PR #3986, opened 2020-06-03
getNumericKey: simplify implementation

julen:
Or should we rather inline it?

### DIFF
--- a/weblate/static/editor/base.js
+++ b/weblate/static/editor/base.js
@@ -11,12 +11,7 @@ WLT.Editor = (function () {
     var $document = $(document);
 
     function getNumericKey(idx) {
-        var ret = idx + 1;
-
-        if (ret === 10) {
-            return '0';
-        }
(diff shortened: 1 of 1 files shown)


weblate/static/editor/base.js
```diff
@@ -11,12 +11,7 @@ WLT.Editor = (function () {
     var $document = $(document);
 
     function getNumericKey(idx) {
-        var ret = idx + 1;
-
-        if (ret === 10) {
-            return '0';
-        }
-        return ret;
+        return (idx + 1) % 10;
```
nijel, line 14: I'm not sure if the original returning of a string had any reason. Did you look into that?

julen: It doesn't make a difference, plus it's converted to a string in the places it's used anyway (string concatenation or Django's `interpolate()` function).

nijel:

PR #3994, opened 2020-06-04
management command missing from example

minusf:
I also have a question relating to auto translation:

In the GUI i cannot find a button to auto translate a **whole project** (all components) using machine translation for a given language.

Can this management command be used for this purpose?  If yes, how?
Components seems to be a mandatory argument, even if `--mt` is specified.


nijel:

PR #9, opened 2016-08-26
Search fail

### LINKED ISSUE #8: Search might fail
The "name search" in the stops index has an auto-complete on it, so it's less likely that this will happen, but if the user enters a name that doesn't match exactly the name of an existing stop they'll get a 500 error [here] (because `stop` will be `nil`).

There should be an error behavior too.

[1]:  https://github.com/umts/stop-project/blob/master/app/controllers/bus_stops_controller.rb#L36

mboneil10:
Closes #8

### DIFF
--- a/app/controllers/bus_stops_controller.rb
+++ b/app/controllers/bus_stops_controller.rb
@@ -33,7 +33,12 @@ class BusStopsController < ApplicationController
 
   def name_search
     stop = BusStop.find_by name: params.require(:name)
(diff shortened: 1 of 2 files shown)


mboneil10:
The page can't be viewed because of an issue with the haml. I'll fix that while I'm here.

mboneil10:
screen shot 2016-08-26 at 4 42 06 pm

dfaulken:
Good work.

———

:: Assignment ::
Your task is to transcribe, with no changes, only the lines of the listing above that lie between the line holding "Can this management" and the line holding "### LINKED ISSUE #8: Search might fail", inclusive.

:: Answer section ::
Can this management command be used for this purpose?  If yes, how?
Components seems to be a mandatory argument, even if `--mt` is specified.


nijel:

PR #9, opened 2016-08-26
Search fail

### LINKED ISSUE #8: Search might fail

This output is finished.